Uchenna Emechebe 17th Jan 2017
Project
I work for the company, Motor Trend. They are interested in knowing if
1) If manual or automatic transmission is better for gas mileage (mpg)
2) If there are differences in the gas mileage of manual and automatic,
quantify that difference.
Data set is the mtcars data set in R
# Load the data set
data(mtcars)
# A peek into the data to get a feel of the structure and the variables
str(mtcars)
## 'data.frame': 32 obs. of 11 variables:
## $ mpg : num 21 21 22.8 21.4 18.7 18.1 14.3 24.4 22.8 19.2 ...
## $ cyl : num 6 6 4 6 8 6 8 4 4 6 ...
## $ disp: num 160 160 108 258 360 ...
## $ hp : num 110 110 93 110 175 105 245 62 95 123 ...
## $ drat: num 3.9 3.9 3.85 3.08 3.15 2.76 3.21 3.69 3.92 3.92 ...
## $ wt : num 2.62 2.88 2.32 3.21 3.44 ...
## $ qsec: num 16.5 17 18.6 19.4 17 ...
## $ vs : num 0 0 1 1 0 1 0 1 1 1 ...
## $ am : num 1 1 1 0 0 0 0 0 0 0 ...
## $ gear: num 4 4 4 3 3 3 3 4 4 4 ...
## $ carb: num 4 4 1 1 2 1 4 2 2 4 ...
head(mtcars)
## mpg cyl disp hp drat wt qsec vs am gear carb
## Mazda RX4 21.0 6 160 110 3.90 2.620 16.46 0 1 4 4
## Mazda RX4 Wag 21.0 6 160 110 3.90 2.875 17.02 0 1 4 4
## Datsun 710 22.8 4 108 93 3.85 2.320 18.61 1 1 4 1
## Hornet 4 Drive 21.4 6 258 110 3.08 3.215 19.44 1 0 3 1
## Hornet Sportabout 18.7 8 360 175 3.15 3.440 17.02 0 0 3 2
## Valiant 18.1 6 225 105 2.76 3.460 20.22 1 0 3 1
# Data has 11 variables and 32 observations. I am interested in mpg variable and also the am
# variable. am variable is coded as 0 for automatic transmission or 1 for manual transmission.

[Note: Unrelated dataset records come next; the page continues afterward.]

Issue #513, opened 2026-06-03
Multi-schema: models without db.schema should default to @@schema("public") (P1012 footgun)


borisno2:
## Context

Found while implementing #504 (which fixed the same class of bug for native enums). In multi-schema mode (`DatabaseConfig.schemas` set), Prisma requires every **model** and every **enum** to declare `@@schema(...)` or it errors with `P1012`. The generator (from #482) only emits `@@schema` on a model when that list has an explicit `db.schema`. So a `db.schemas` config that includes a list WITHOUT `db.schema` produces a model with no `@@schema` → invalid schema.

The auth plugin's `beforeGenerate` hook (#482) defaults its own un-schema'd lists to `public`, so the auth adoption path is fine — but a hand-written `db.schemas` config with a plain list hits this. #504 already does the right thing for enums (default `@@schema("public")`); models should mirror it for consistency.

## What to build

In multi-schema mode (`db.schemas` non-empty), every generated `model` should declare an `@@schema(...)` — using the list's `db.schema` if set, else defaulting to `"public"` (mirroring the enum behaviour added in #504). Greenfield (no `db.schemas`) output unchanged.

## Acceptance criteria

- [ ] With `db.schemas` set, a list WITHOUT `db.schema` emits `@@schema("public")` (no `P1012`).
- [ ] A list WITH `db.schema` is unchanged (uses its schema).
- [ ] Greenfield (no `db.schemas`) emits no `@@schema` on models.
- [ ] Generator test covering a multi-schema config with a mix of schema'd and un-schema'd lists.
- [ ] Changeset added (`@opensaas/stack-cli`, patch).

## Blocked by

None - #482 (multi-schema) and #504 (enum default) are already merged.

PR #519, opened 2026-06-04
Multi-schema: default un-schema'd models to @@schema("public") (fixes P1012)

borisno2:
Implements #513

---

### DIFF
--- a/.changeset/proud-otters-shine.md
+++ b/.changeset/proud-otters-shine.md
@@ -1,0 +1,5 @@
+---
+'@opensaas/stack-cli': patch
+---
+
+Fix multi-schema P1012: models without `db.schema` now default to `@@schema("public")` instead of emitting no `@@schema` (mirrors the enum default). Greenfield output is unchanged.
--- a/packages/cli/src/generator/prisma.test.ts
+++ b/packages/cli/src/generator/prisma.test.ts
@@ -1124,6 +1124,75 @@ describe('Prisma Schema Generator', () => {
       expect(schema).not.toContain('@@schema')
     })
 
+    it('defaults un-schemad models to @@schema("public") in multi-schema mode (mix of schemad and un-schemad lists)', () => {
+      // In multi-schema mode (db.schemas set) Prisma requires every model to
+      // declare an @@schema or it errors with P1012. A list WITH db.schema uses
+      // its own schema; a list WITHOUT db.schema must default to "public"
+      // (mirroring the enum default from #504). See issue #513.
+      const config: OpenSaasConfig = {
+        db: {
+          provider: 'postgresql',
+          schemas: ['public', 'auth'],
+        },
+        lists: {
+          // Explicit schema → used as-is
+          AuthUser: {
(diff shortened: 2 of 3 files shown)


borisno2 (commented):
## Review — PR #519 (implements #513)

**Verdict: APPROVE** (posted as a Comment review because GitHub blocks self-approval — the authenticated identity authored this PR).

### What it does
In Postgres multi-schema mode, every model must carry an `@@schema(...)` or Prisma errors with `P1012`. Previously the model `@@schema` line was gated on `listConfig.db?.schema` being set, so a list with no explicit schema emitted no `@@schema` → P1012. This switches the gate to the existing `multiSchema` flag with a `'public'` fallback, mirroring exactly what #504 already did for enums.

### Correctness — verified against the full file
- **Every model emits `@@schema` in multi-schema mode.** New gate is `if (multiSchema)` → `@@schema("${listConfig.db?.schema ?? 'public'}")`. A list with `db.schema` uses it; a list without defaults to `public`. ✓
- **Greenfield unchanged.** `multiSchema = Array.isArray(schemas) && schemas.length > 0`. With no `db.schemas`, the flag is `false` and no `@@schema` is emitted on models — identical to before. ✓
- **Consistent with #504.** The enum block uses the same `multiSchema` gate and the same `?? 'public'` fallback. The model change is now structurally identical (the enum default derives its schema from the owning list, which is the equivalent semantics). ✓
- **Scope is tight.** Only the model `@@schema` gate changed; no other generator behaviour touched (id/timestamps/relations/`@@map` all untouched). ✓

# Since I am interested in how either one affects gas mileage, I want to recode them for ease
# of interpretation.
# Recode am == 1 as Manual and am == 0 as Automatic
mtcars$am = ifelse(mtcars$am=='0','Automatic',ifelse(mtcars$am=='1','Manual',2))
# Lets do some exploratory analysis to test if there is relationship
# between mpg and transmission type(am)
boxplot(mpg~am, xlab='Transmisson', ylab='miles per gallon',data = mtcars)

# Exploratory data analysis suggests that there is a difference. Manual transmission
# seems to yield more miles per gallon than transmission type.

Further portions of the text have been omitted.